▸ **TASK INPUTS**:

* * *

PR #1297, opened 2021-12-05
Add ability to format BUILD files with black

ghost:
https://github.com/grapl-security/issue-tracker/issues/794

New in pants 2.8 is the ability to format BUILD files with black.
Unlike most formatting, this has its own command instead of being added to pants fmt
because it cannot use targets. See https://www.pantsbuild.org/docs/reference-update-build-files

Ran make format

### DIFF
--- a/Makefile
+++ b/Makefile
@@ -357,8 +357,12 @@ format-prettier: build-formatter ## Reformat js/ts/yaml
 format-hcl: ## Reformat all HCLs
 	${NONROOT_DOCKER_COMPOSE_CHECK} hcl-format
 
-.PHONY: format
-format: format-python format-shell format-prettier format-rust format-hcl ## Reformat all code
+.PHONY: format-build
+format-build: ## Reformat BUILD files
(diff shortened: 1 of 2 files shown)


wimax-grapl (approved):

Makefile
```diff
@@ -357,8 +357,12 @@ format-prettier: build-formatter ## Reformat js/ts/yaml
 format-hcl: ## Reformat all HCLs
 	${NONROOT_DOCKER_COMPOSE_CHECK} hcl-format
 
-.PHONY: format
-format: format-python format-shell format-prettier format-rust format-hcl ## Reformat all code
+.PHONY: format-build
+format-build: ## Reformat BUILD files
+	./pants update-build-files
```
christophermaier, line 362: This will do more than just format build files, though. I think we need to run `.pants update-build-files --no-update-build-files-fix-safe-deprecations`.

See `./pants help update-build-files` for more.

PR #1301, opened 2021-12-07
Coerce --dump-agent-logs from str to bool, woops

wimax-grapl:
Relates to https://github.com/grapl-security/issue-tracker/issues/770

e2e tests worked fine, but dump_artifacts still tried to download agent logs. Turns out I was literally feeding in a string "False".

### DIFF
--- a/etc/ci_scripts/dump_artifacts/cli.py
+++ b/etc/ci_scripts/dump_artifacts/cli.py
@@ -6,7 +6,7 @@ import os
 import sys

* * *

▸ **WHAT IS BEING ASKED**:
Give the data again in full, keeping every line as it was.

▸ **PROBLEM SOLUTION**:
PR #1297, opened 2021-12-05
Add ability to format BUILD files with black

ghost:
https://github.com/grapl-security/issue-tracker/issues/794

New in pants 2.8 is the ability to format BUILD files with black.
Unlike most formatting, this has its own command instead of being added to pants fmt
because it cannot use targets. See https://www.pantsbuild.org/docs/reference-update-build-files

Ran make format

### DIFF
--- a/Makefile
+++ b/Makefile
@@ -357,8 +357,12 @@ format-prettier: build-formatter ## Reformat js/ts/yaml
 format-hcl: ## Reformat all HCLs
 	${NONROOT_DOCKER_COMPOSE_CHECK} hcl-format
 
-.PHONY: format
-format: format-python format-shell format-prettier format-rust format-hcl ## Reformat all code
+.PHONY: format-build
+format-build: ## Reformat BUILD files
(diff shortened: 1 of 2 files shown)


wimax-grapl (approved):

Makefile
```diff
@@ -357,8 +357,12 @@ format-prettier: build-formatter ## Reformat js/ts/yaml
 format-hcl: ## Reformat all HCLs
 	${NONROOT_DOCKER_COMPOSE_CHECK} hcl-format
 
-.PHONY: format
-format: format-python format-shell format-prettier format-rust format-hcl ## Reformat all code
+.PHONY: format-build
+format-build: ## Reformat BUILD files
+	./pants update-build-files
```
christophermaier, line 362: This will do more than just format build files, though. I think we need to run `.pants update-build-files --no-update-build-files-fix-safe-deprecations`.

See `./pants help update-build-files` for more.

PR #1301, opened 2021-12-07
Coerce --dump-agent-logs from str to bool, woops

wimax-grapl:
Relates to https://github.com/grapl-security/issue-tracker/issues/770

e2e tests worked fine, but dump_artifacts still tried to download agent logs. Turns out I was literally feeding in a string "False".

### DIFF
--- a/etc/ci_scripts/dump_artifacts/cli.py
+++ b/etc/ci_scripts/dump_artifacts/cli.py
@@ -6,7 +6,7 @@ import os
 import sys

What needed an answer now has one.